I want to go back to this idea
of doing things because they're beautiful.
It always struck me that you've got many different
reasons that you do research. Part of the reason that you do research and you try to tackle really,
really, really hard problems is because it's almost like exercise, right? You just need to
be in the habit of doing that so that when the moment comes, and you may not even realize when the moment has
arrived, but like when it does arrive, that you will be prepared to like actually throw your full
mind and energy at a thing and have a higher chance of being able to solve the problem.
I mean, another reason I've always thought that working on these hard problems is important is just solving them gives us a catalog of things to draw upon,
even if it's not immediately obvious what they're useful for.
And what we do know from the world that we live in is every thing that we have
like a mRNA vaccine or an AI-powered coding assistant,
or pick your thing that you think is a really interesting achievement.
We have it because it's a layering of all of these discoveries
and accomplishments and abstractions and tools.

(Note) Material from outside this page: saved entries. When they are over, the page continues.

PR #2000, opened 2026-04-25
[security] fix(webhook): cap request bodies before adapter dispatch

Hinotoi-agent:
## Summary

This PR caps request bodies accepted by NanoClaw's shared webhook server before adapter dispatch. Webhook adapters are often exposed on a public URL, but the host previously buffered the entire request body into memory before any adapter-level signature or token validation could run.

The patch adds a default 1 MiB webhook body limit, an optional `WEBHOOK_MAX_BODY_BYTES` override, early `Content-Length` rejection, streaming byte-count enforcement, and regression coverage for both rejected oversized bodies and allowed small bodies.

## Security issues covered

| Issue | Boundary | Fixed behavior |
| --- | --- | --- |
| Unauthenticated pre-auth webhook body buffering DoS | Public `/webhook/<adapter>` HTTP ingress before platform adapter validation | Oversized bodies are rejected with `413 Payload Too Large` before the adapter handler is called |

## Before this PR

- `/webhook/<adapterName>` routes were served on the shared webhook server.
- `toWebRequest()` read every chunk into an array and then called `Buffer.concat(chunks)`.
- No `Content-Length` cap or streaming byte limit existed before adapter dispatch.
- Invalid or unauthenticated platform webhooks still consumed memory proportional to the submitted body before the adapter could reject them.

## After this PR

- Webhook bodies are capped to 1 MiB by default.
- Deployments can tune the cap with `WEBHOOK_MAX_BODY_BYTES`.
- Requests declaring an oversized `Content-Length` are rejected before body buffering.
- Chunked or otherwise undeclared bodies are counted while streaming and rejected once they exceed the configured cap.
- Oversized requests return `413 Payload Too Large` and do not reach the adapter webhook handler.

## Why this matters

Webhook endpoints are commonly placed behind a public URL so providers such as Slack, Teams, GitHub, and similar services can deliver events. Platform signature validation is still necessary, but it happens in the adapter after NanoClaw constructs a Web `Request`.

Without a host-side request-size limit, an unauthenticated remote client can force NanoClaw to allocate memory for large invalid webhook bodies. Repeated or concurrent large requests can stall or crash the Node process, disrupting inbound message handling, outbound delivery, approval flows, and agent lifecycle management.

## Attack flow

1. A webhook adapter registers `/webhook/<adapterName>` on the shared server.
2. The deployment exposes the webhook URL publicly for the platform provider.
3. An unauthenticated client sends a large POST body to that path.
4. NanoClaw matches the route and buffers the full body before adapter validation.
5. Memory usage grows with attacker-controlled input, even if the adapter later rejects the request.

With this PR, the request is rejected at step 4 once it exceeds the configured host-side cap.

## Affected code

| Area | File | Notes |
| --- | --- | --- |
| Shared webhook ingress | `src/webhook-server.ts` | Converts Node HTTP requests into Web API `Request` objects before adapter dispatch |
| Regression tests | `src/webhook-server.test.ts` | Verifies oversized bodies are rejected before handler dispatch and small bodies still work |

## Root cause

- The shared webhook ingress trusted adapter validation to handle request authenticity, but resource consumption happened earlier in the host wrapper.
- `toWebRequest()` had no maximum body size before buffering and concatenating attacker-controlled input.
- The host did not distinguish normal adapter errors from an oversized request case that should fail with `413`.

## CVSS assessment

- Issue: unauthenticated webhook request body buffering enables pre-auth remote DoS
- CVSS v3.1: 7.5 High
- Vector: `CVSS:3.1/AV:N/AC:L/PR:N/UI:N/S:U/C:N/I:N/A:H`
- Rationale: a network-reachable unauthenticated attacker can send oversized webhook bodies to consume memory and potentially crash or stall the NanoClaw process. Impact is availability-only and does not directly disclose or modify data.

## Safe reproduction steps

On vulnerable code with any webhook adapter registered and exposed:

```bash
dd if=/dev/zero of=/tmp/large-webhook-body.bin bs=1M count=512
curl -X POST http://127.0.0.1:3000/webhook/slack \
  -H 'Content-Type: application/json' \
  --data-binary @/tmp/large-webhook-body.bin
```

For a bounded local regression, this PR uses a configured `WEBHOOK_MAX_BODY_BYTES=8` and a 10-byte body, then asserts the adapter handler is not called.

Before this patch, NanoClaw buffers the full body and dispatches to the adapter. In the bounded test case, the adapter handler is called and returns `200` even though the body exceeds the intended limit.

After this patch, the same request receives `413 Payload Too Large` and the adapter handler is not called.

## Changes in this PR

- Adds a default webhook body cap of 1 MiB.
- Adds `WEBHOOK_MAX_BODY_BYTES` for deployments that need a different limit.
- Rejects oversized `Content-Length` before buffering.
- Enforces the same limit during streaming for requests without a useful length header.
- Returns a clear `413 Payload Too Large` response for oversized requests.
- Adds regression tests for both oversized and allowed webhook bodies.

## Files changed

| File | Change |
| --- | --- |
| `src/webhook-server.ts` | Adds body-size limit handling and `413` response path |
| `src/webhook-server.test.ts` | Adds webhook body-limit regression tests |

## Maintainer impact

This is a small host-side hardening change in the shared webhook wrapper. It does not change adapter routing, adapter authentication, or delivery behavior for normal webhook payloads.

Deployments with unusually large legitimate webhook payloads can raise the limit through `WEBHOOK_MAX_BODY_BYTES`. The default is intentionally conservative for chat/event webhook payloads.

## Fix rationale

The host wrapper is the correct place to enforce this limit because it is the first code that consumes request-body bytes. Adapter-level authentication is still required, but it cannot prevent pre-auth resource exhaustion if the host buffers unbounded input before the adapter sees the request.

The fix checks both declared and streamed body size so it covers regular `Content-Length` requests and chunked requests without relying on clients to send honest headers.

## Type of change

- [x] Fix
- [ ] Simplification
- [ ] Documentation
- [ ] Skill

## Test plan

- [x] `corepack pnpm test -- --run src/webhook-server.test.ts`
- [x] `corepack pnpm run typecheck`
- [x] `corepack pnpm run format:check`
- [x] `corepack pnpm exec eslint src/webhook-server.ts src/webhook-server.test.ts`
- [x] `git diff --check`

Note: the targeted `pnpm test` invocation in this repo ran the broader suite as well; the final run reported 24 test files / 199 tests passing.

## Disclosure notes

This PR is intentionally limited to pre-auth resource exhaustion in the shared webhook request wrapper. It does not claim a bypass of platform webhook signature validation, and it does not assess individual adapter authentication implementations.

### DIFF
--- a/container/agent-runner/src/db/connection.ts
+++ b/container/agent-runner/src/db/connection.ts
@@ -19,15 +19,17 @@
  */
 import { Database } from 'bun:sqlite';
 import fs from 'fs';
+import * as os from 'os';
+import * as path from 'path';
 
-const DEFAULT_INBOUND_PATH = '/workspace/inbound.db';
-const DEFAULT_OUTBOUND_PATH = '/workspace/outbound.db';
+let inboundDbPath = '/workspace/inbound.db';
+let outboundDbPath = '/workspace/outbound.db';
 const DEFAULT_HEARTBEAT_PATH = '/workspace/.heartbeat';
 
 let _inbound: Database | null = null;
 let _outbound: Database | null = null;
 let _heartbeatPath: string = DEFAULT_HEARTBEAT_PATH;
-let _testMode = false;
+let _testDbDir: string | null = null;
 
 /**
  * Avoid all cached db reads; open inbound.db read-only with mmap and page cache disabled.
@@ -43,14 +45,7 @@ let _testMode = false;
  * Cost is microseconds per query, so safe for universal use.
  */
 export function openInboundDb(): Database {
-  // In test mode return a thin wrapper over the in-memory singleton.
-  // Callers do try/finally { db.close() } — the wrapper no-ops close()
-  // so the singleton survives for the rest of the test.
-  if (_testMode && _inbound) {
-    const db = _inbound;
-    return { prepare: (sql: string) => db.prepare(sql), exec: (sql: string) => db.exec(sql), close: () => {} } as unknown as Database;
-  }
-  const db = new Database(DEFAULT_INBOUND_PATH, { readonly: true });
+  const db = new Database(inboundDbPath, { readonly: true });
   db.exec('PRAGMA busy_timeout = 5000');
   db.exec('PRAGMA mmap_size = 0');
   return db;
@@ -64,7 +59,7 @@ export function openInboundDb(): Database {
  */
 export function getInboundDb(): Database {
   if (!_inbound) {
-    _inbound = new Database(DEFAULT_INBOUND_PATH, { readonly: true });
+    _inbound = new Database(inboundDbPath, { readonly: true });
     _inbound.exec('PRAGMA busy_timeout = 5000');
     _inbound.exec('PRAGMA mmap_size = 0');
   }
@@ -74,7 +69,7 @@ export function getInboundDb(): Database {
 /** Outbound DB — container owns this file (sole writer). */
 export function getOutboundDb(): Database {
   if (!_outbound) {
-    _outbound = new Database(DEFAULT_OUTBOUND_PATH);
+    _outbound = new Database(outboundDbPath);
     _outbound.exec('PRAGMA journal_mode = DELETE');
     _outbound.exec('PRAGMA busy_timeout = 5000');
     _outbound.exec('PRAGMA foreign_keys = ON');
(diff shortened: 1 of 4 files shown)


Hinotoi-agent:
Fixed the latest `ci` failure on this PR head.

The failing CI run was opening the hard-coded `/workspace/inbound.db` path during tests. I cherry-picked the agent-runner DB connection fix onto this branch so `initTestSessionDb()` uses temporary on-disk inbound/outbound DB paths and `openInboundDb()` / cached DB access consistently use those active paths. That preserves production defaults while making the Bun tests use the test DB files.

Pushed fix commit: 7b13e62bbafc5a8ea1c8a5c3d6476ad4e0c182e1

Validation:
- `npm exec --yes bun@1.3.12 -- test container/agent-runner/src` — 59 tests passed
- `corepack pnpm exec tsc --noEmit` — passed
- `corepack pnpm exec ruff check .` — passed (no Python files)
- GitHub `ci` check is now passing: https://github.com/qwibitai/nanoclaw/actions/runs/25294490402/job/74151024810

And no one, when they were thinking about the part of the problem that they were solving,
they were not imagining this thing that came out in the end. And so, I don't know,
maybe there are other things as well, but I think working on beautiful problems, hard problems,
has a lot of value, even if it's not immediately obvious to everyone else why it's
important. Yeah, I've always wondered if there's a part of our brains that is like our muscles,
that if we don't work them out all the time, they kind of atrophy. But one other thought that
your comments triggered is actually 100 years ago this year in 1921, a guy named
Abraham Fluxner wrote an essay. He was writing it to the board of the Rockefeller Foundation,
trying to explain exactly your point, you know, that people work on really hard problems just
to satisfy their curiosity. And lo and behold, more often,
way more often than you would expect, that new knowledge ends up being really important.
And he wrote that in 1921 to try to explain to the Rockefeller Foundation why they should support
research. And then more than 10 years, 15 years later, when there was the desire to rescue people from Europe, bad things happening in the late 1930s in Europe, really important people like Albert Einstein or, you know, von Neumann and others, to justify the cost and expense and political risks of immigrating them and forming the Institute
for Advanced Study at Princeton, he published that memo publicly.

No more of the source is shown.